Question

Match List I (Trigonometric Square Root Expressions) with List II (Simplified Functions):

List I		List II
A.	\(\sqrt{1 - \text{Kotijya}^2}\)	I.	Kotijya
B.	\(\sqrt{1 - \text{Jya}^2}\)	II.	Jya
C.	\(\text{Sparsha-rekha}\) (Tangent)	III.	\(\frac{\text{Kotijya}}{\text{Jya}}\)
D.	\(\text{Koti-sparsha-rekha}\) (Cotangent)	IV.	\(\frac{\text{Jya}}{\text{Kotijya}}\)

• A. A-I, B-II, C-III, D-IV
• B. A-III, B-IV, C-II, D-I
• C. A-IV, B-III, C-I, D-II
• D. A-II, B-I, C-IV, D-III

Hint:

Remember: Jya = Sine, Kotijya = Cosine. Sparsha (Touch) = Tangent. The term "Koti" usually refers to the "complementary" or "adjacent" side.

Answer 1

The Correct Option is D

Step 1: Understanding the Concept:
Indian trigonometry is fundamentally based on the Pythagorean relationship within a unit circle (though scaled by Trijya). The Sine is 'Jya' and the Cosine is 'Kotijya'. The derived ratios for the tangent and cotangent were defined by the length of shadow segments, known as 'Sparsha-rekhas'.

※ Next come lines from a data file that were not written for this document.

PR #6, opened 2017-06-30
Do not log stats if there are none

brycekahle:


rybit:
This will work, but I think that the clearer code would be to check len(mtsMap) at the entry of the method and then just exit.

rybit:
shipit

PR #7, opened 2017-06-30
unify the metrics and stats packages

rybit:
it was really unnecessary to have two packages. It was born of laziness. This will simplify that.


metrics/reporter.go
```diff
@@ -0,0 +1,112 @@
...
+	if atomic.SwapUint32(&r.shutdownFlag, running) == running {
+		// going from running -> running
+		return
+	}
+
+	go func() {
+		if r.log != nil {
+			r.log.WithFields(logrus.Fields{
+				"interval": r.interval,
+			}).Infof("Starting to report stats every %d seconds", r.interval)
```
brycekahle: This will print the interval in nanoseconds, won't it?

metrics/reporter.go
```diff
@@ -0,0 +1,112 @@
...
+
+	results := make(map[string][]map[string]interface{})
+
+	for _, c := range r.counters {
+		for _, m := range c.series() {
+			err := m.send(nil)
+			if err != nil {
+				r.log.WithError(err).Warnf("Failed to send %+v", m)
+			}
+		}
```
brycekahle: Shouldn't this loop be adding entries to `results`?

metrics/reporter.go
```diff
@@ -0,0 +1,112 @@
...
+}
+
+func (r *intervalReporter) report() {
+	if len(r.counters) == 0 {
+		return
+	}
+
+	results := make(map[string][]map[string]interface{})
+
+	for _, c := range r.counters {
```
brycekahle: Do we need to use the metric mutex at all when obtaining the values for reporting?

metrics/reporter.go
```diff
@@ -0,0 +1,112 @@
...
+		}
+	}()
+}
+
+func (r *intervalReporter) stop() {
+	if atomic.SwapUint32(&r.shutdownFlag, stopped) == stopped {
+		// going from stopped -> stopped
+		return
+	}
+	close(r.shutdown)
```
brycekahle: Closing the channel will prevent the reporter from ever starting up again. Is that intentional?

rybit: Yes. If the threads relying on this (consuming from shutdown) crashed, this would hang the call to shutdown. In this way, we can broadcast a shutdown. It is all private to the lib too, you'd just want to make a new reporter

metrics/reporter.go
rybit: I was thinking about this. I don't think it is strictly necessary because what would happen is that a value would be added or modified during the loop. This isn't a big deal because we'd report the higher value the next time.

brycekahle:
🚢

PR #14, opened 2017-07-19
create the graceful server package

rybit:
This is derived heavily from https://github.com/netlify/gocommerce/pull/65/files

It is intentionally split out into Bind and Listen methods (with a ListenAndServe) so that testing is easier. It also intentionally uses the listener directly because it supports using 0 as a port and letting the system decide the port.

### DIFF
--- a/graceful/graceful.go
+++ b/graceful/graceful.go
@@ -1,0 +1,86 @@
+package graceful
+
+import (
+	"context"
+	"errors"
+	"net"
+	"net/http"
+	"os"
+	"os/signal"
+	"syscall"
+	"time"
+
+	"github.com/sirupsen/logrus"
+)
+
+var DefaultShutdownTimeout = time.Second * 60
+
+type GracefulServer struct {
+	server   *http.Server
+	listener net.Listener
+	log      *logrus.Entry
+
+	URL             string
+	ShutdownTimeout time.Duration
+}
+
+func NewGracefulServer(handler http.Handler, log *logrus.Entry) *GracefulServer {
+	return &GracefulServer{
+		server:          &http.Server{Handler: handler},
+		log:             log,
+		listener:        nil,
+		ShutdownTimeout: DefaultShutdownTimeout,
+	}
+}
+
+func (svr *GracefulServer) Bind(addr string) error {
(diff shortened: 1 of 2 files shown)


graceful/graceful.go
```diff
@@ -0,0 +1,86 @@
...
+		return errors.New("The listener has already started, don't call Bind first")
+	}
+	if err := svr.Bind(addr); err != nil {
+		return err
+	}
+
+	return svr.Listen()
+}
+
+func (svr *GracefulServer) Close() error {
```
brycekahle: Can we rename this to `Shutdown`? It gets confusing when there is also a `Close` on `http.Server`.

graceful/graceful.go
```diff
@@ -0,0 +1,86 @@
...
+		return err
+	}
+	svr.URL = "http://" + l.Addr().String()
+	svr.listener = l
+	return nil
+}
+
+func (svr *GracefulServer) Listen() error {
+	go svr.listenForShutdownSignal()
+	return svr.server.Serve(svr.listener)
```
brycekahle: Remember that this will return as soon as `http.Server.Shutdown()` is called. Should we do anything in this package to make that easier, and not something the user has to remember? I worry about calls to `os.Exit` afterwards. `listenForShutdownSignal` is the method that blocks until the server shutdown is complete or times out.

rybit: hmmm good point. I forgot about that.

graceful/graceful.go
rybit: I was following test server...https://golang.org/pkg/net/http/httptest/#Server.Close 

But I am totally fine with changing it.

brycekahle: Wow, way to be confusing go. https://golang.org/pkg/net/http/#Server.Close

> Close immediately closes all active net.Listeners and any connections in state StateNew, StateActive, or StateIdle. For a graceful shutdown, use Shutdown.

brycekahle:
I noticed we don't have CI running on this repo. Should we fix that?

rybit:
yes! I'll copy over the necessary files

Step 2: Detailed Matching using Pythagorean Identities:
1. Identity for Jya (A): Since \(\sin^2 \theta + \cos^2 \theta = 1\), we have \(\sin \theta = \sqrt{1 - \cos^2 \theta}\). In Siddhantic terms:
\[ \text{Jya} = \sqrt{R^2 - \text{Kotijya}^2} \]
(Assuming $R=1$ for simplicity in matching). Therefore, A matches with II.
2. Identity for Kotijya (B): Similarly, \(\cos \theta = \sqrt{1 - \sin^2 \theta}\). In Siddhantic terms:
\[ \text{Kotijya} = \sqrt{R^2 - \text{Jya}^2} \]
Therefore, B matches with I.
3. Tangent (C): 'Sparsha-rekha' is the Sanskrit term for Tangent. In terms of primary functions:
\[ \tan \theta = \frac{\sin \theta}{\cos \theta} \rightarrow \text{Sparsharekha} = \frac{\text{Jya}}{\text{Kotijya}} \]
Therefore, C matches with IV.
4. Cotangent (D): 'Koti-sparsharekha' is the Cotangent.
\[ \cot \theta = \frac{\cos \theta}{\sin \theta} \rightarrow \text{Koti-sparsharekha} = \frac{\text{Kotijya}}{\text{Jya}} \]
Therefore, D matches with III.

Step 3: Verification:
Sequence: A-II, B-I, C-IV, D-III. This matches Option (4).

Step 4: Final Answer:
The list correctly identifies the fundamental Pythagorean and reciprocal relationships in Jya-ganita.